- [TASK STATEMENT]:
What is needed is every line of the data that includes the word "weapon". Please copy each one.

- [DATA EXTRACT]:
>>
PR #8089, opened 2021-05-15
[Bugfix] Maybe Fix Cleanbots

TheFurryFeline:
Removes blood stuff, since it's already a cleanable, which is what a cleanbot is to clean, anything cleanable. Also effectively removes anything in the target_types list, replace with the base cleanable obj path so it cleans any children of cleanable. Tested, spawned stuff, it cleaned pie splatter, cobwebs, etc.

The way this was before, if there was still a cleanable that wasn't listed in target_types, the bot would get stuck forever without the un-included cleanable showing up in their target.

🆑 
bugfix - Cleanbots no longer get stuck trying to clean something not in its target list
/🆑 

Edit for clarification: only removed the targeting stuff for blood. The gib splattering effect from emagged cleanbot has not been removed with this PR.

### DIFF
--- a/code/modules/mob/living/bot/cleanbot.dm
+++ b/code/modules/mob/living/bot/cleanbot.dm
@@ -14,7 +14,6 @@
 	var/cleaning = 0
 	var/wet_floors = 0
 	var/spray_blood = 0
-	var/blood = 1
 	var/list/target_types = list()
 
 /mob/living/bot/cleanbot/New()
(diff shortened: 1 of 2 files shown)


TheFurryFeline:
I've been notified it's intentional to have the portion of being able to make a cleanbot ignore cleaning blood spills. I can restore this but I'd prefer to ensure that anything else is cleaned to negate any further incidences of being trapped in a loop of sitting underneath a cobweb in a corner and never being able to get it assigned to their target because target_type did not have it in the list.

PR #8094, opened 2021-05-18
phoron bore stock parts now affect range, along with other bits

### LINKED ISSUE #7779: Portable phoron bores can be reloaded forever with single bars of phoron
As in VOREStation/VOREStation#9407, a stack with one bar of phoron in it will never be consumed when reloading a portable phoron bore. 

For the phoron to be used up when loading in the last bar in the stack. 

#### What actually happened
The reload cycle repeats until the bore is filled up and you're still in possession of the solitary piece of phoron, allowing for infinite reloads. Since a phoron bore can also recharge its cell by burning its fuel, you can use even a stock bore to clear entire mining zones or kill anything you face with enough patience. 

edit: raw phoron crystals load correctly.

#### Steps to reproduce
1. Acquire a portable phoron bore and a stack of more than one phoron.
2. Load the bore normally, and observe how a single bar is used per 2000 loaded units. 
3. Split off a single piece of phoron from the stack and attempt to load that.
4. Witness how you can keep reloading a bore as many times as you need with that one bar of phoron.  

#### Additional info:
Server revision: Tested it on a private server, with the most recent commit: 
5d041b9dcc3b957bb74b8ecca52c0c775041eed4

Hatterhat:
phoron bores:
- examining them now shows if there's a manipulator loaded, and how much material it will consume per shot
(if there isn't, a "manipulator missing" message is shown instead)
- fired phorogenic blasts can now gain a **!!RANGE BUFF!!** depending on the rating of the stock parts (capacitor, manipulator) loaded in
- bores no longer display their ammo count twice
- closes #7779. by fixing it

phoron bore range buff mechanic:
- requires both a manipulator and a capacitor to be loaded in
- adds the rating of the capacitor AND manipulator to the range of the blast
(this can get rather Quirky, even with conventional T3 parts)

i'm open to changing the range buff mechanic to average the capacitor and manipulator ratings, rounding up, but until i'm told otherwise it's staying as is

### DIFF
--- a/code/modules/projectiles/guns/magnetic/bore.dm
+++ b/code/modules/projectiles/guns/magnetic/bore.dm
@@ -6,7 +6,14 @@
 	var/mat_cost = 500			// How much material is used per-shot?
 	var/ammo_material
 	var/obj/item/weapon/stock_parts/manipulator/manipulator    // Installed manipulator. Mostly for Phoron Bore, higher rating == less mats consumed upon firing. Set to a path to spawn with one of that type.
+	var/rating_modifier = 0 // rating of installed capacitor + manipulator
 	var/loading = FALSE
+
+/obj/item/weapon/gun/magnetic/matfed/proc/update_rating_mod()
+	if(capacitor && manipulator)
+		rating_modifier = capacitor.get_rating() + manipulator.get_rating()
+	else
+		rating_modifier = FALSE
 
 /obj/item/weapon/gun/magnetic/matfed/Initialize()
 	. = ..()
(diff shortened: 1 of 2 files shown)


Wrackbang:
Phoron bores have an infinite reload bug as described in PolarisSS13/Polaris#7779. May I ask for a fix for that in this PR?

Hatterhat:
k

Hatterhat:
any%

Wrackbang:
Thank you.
<<
>>
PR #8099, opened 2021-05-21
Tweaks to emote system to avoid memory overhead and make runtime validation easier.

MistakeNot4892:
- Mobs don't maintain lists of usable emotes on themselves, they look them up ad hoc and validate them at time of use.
<<
>>
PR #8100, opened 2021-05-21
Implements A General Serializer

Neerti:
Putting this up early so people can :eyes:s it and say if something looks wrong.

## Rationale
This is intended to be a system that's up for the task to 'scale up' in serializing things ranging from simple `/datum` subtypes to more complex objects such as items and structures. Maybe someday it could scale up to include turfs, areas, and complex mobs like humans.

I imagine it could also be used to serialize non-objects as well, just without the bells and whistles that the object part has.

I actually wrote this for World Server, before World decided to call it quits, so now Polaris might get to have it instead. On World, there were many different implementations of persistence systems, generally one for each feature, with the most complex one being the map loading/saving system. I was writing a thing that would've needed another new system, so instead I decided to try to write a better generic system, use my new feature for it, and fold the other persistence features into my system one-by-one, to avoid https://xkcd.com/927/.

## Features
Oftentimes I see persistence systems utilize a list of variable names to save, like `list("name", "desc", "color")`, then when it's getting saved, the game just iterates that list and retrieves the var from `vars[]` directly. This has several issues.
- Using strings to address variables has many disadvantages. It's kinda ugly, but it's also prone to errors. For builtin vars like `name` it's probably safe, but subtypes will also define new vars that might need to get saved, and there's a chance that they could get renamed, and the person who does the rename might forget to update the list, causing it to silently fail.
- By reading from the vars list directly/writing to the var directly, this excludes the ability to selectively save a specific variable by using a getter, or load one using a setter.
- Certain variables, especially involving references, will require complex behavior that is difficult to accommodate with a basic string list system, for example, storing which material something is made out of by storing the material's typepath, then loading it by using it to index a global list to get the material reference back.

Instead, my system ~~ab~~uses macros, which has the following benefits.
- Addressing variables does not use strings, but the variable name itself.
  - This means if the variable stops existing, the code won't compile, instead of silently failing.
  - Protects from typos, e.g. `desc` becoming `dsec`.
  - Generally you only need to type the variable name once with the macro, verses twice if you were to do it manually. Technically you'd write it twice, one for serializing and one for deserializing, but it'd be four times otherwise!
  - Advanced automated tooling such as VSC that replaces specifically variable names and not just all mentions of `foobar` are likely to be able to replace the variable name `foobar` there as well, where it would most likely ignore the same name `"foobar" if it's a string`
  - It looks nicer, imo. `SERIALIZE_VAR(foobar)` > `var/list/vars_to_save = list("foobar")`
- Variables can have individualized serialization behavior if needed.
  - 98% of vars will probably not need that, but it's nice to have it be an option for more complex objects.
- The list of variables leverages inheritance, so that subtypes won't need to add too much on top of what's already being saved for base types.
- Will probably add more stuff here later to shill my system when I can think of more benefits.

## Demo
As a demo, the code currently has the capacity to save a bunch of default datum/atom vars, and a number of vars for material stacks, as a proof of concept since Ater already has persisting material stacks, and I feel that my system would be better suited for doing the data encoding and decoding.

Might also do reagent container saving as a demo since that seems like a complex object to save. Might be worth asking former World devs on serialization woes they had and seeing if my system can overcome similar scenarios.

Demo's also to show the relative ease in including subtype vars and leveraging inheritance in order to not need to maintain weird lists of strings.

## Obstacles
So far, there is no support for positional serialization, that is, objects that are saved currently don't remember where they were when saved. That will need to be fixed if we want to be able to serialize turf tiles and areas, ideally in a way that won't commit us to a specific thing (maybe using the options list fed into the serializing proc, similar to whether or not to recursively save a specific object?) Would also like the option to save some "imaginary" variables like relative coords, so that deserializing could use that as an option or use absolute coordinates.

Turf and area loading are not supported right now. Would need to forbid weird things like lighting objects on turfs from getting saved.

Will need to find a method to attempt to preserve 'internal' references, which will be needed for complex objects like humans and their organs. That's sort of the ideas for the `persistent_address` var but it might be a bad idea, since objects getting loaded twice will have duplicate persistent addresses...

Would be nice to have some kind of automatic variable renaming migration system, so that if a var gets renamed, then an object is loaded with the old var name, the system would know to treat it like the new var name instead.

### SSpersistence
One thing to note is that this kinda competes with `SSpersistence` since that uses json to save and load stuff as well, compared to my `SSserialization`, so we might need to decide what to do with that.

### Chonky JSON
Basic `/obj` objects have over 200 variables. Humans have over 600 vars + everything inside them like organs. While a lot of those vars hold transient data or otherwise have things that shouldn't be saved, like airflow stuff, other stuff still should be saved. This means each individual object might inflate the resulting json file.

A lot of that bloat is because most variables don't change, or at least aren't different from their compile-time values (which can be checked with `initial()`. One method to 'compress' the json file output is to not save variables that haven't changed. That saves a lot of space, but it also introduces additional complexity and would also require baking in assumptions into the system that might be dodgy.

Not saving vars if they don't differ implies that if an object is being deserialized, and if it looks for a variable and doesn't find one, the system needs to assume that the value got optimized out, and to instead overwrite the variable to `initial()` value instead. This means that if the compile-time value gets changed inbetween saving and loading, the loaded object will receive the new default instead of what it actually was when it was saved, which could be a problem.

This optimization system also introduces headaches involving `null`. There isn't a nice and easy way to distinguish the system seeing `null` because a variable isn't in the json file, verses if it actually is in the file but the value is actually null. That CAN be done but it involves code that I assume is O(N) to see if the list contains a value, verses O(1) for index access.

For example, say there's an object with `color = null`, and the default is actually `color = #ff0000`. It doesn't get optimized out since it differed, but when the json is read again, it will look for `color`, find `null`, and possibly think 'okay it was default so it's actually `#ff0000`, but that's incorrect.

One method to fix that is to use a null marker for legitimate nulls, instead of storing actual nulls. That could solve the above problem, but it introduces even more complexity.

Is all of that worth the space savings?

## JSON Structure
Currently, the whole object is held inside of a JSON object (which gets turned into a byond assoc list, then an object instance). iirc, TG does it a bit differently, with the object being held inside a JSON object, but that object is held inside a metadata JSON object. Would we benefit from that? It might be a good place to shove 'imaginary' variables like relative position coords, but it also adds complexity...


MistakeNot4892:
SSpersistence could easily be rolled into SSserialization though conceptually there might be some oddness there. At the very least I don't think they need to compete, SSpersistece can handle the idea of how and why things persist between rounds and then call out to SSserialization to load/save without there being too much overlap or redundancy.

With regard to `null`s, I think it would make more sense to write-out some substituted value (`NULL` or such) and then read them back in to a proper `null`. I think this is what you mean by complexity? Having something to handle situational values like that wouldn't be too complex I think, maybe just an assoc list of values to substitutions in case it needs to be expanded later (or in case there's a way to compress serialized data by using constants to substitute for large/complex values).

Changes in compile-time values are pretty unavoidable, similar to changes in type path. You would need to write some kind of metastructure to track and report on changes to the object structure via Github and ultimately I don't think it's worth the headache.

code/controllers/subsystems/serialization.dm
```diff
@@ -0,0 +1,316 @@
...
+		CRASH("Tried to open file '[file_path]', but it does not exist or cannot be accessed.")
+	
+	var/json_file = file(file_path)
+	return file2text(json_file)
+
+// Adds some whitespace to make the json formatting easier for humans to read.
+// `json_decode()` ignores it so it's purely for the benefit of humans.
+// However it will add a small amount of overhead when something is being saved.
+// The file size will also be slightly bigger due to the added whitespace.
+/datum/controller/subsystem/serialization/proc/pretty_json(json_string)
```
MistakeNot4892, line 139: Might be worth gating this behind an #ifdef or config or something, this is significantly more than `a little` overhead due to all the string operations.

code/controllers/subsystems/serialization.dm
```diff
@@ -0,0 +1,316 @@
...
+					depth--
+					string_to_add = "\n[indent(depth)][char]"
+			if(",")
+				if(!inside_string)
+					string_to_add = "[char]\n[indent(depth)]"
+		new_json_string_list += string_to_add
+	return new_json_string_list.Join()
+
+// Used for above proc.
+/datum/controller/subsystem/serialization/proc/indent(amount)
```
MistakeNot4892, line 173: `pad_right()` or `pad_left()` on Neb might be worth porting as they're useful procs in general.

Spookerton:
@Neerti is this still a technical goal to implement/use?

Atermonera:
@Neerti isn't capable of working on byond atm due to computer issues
<<
- [RESPONSE AREA]:
 	var/obj/item/weapon/stock_parts/manipulator/manipulator    // Installed manipulator. Mostly for Phoron Bore, higher rating == less mats consumed upon firing. Set to a path to spawn with one of that type.
+/obj/item/weapon/gun/magnetic/matfed/proc/update_rating_mod()
 /obj/item/weapon/gun/magnetic/matfed/Initialize()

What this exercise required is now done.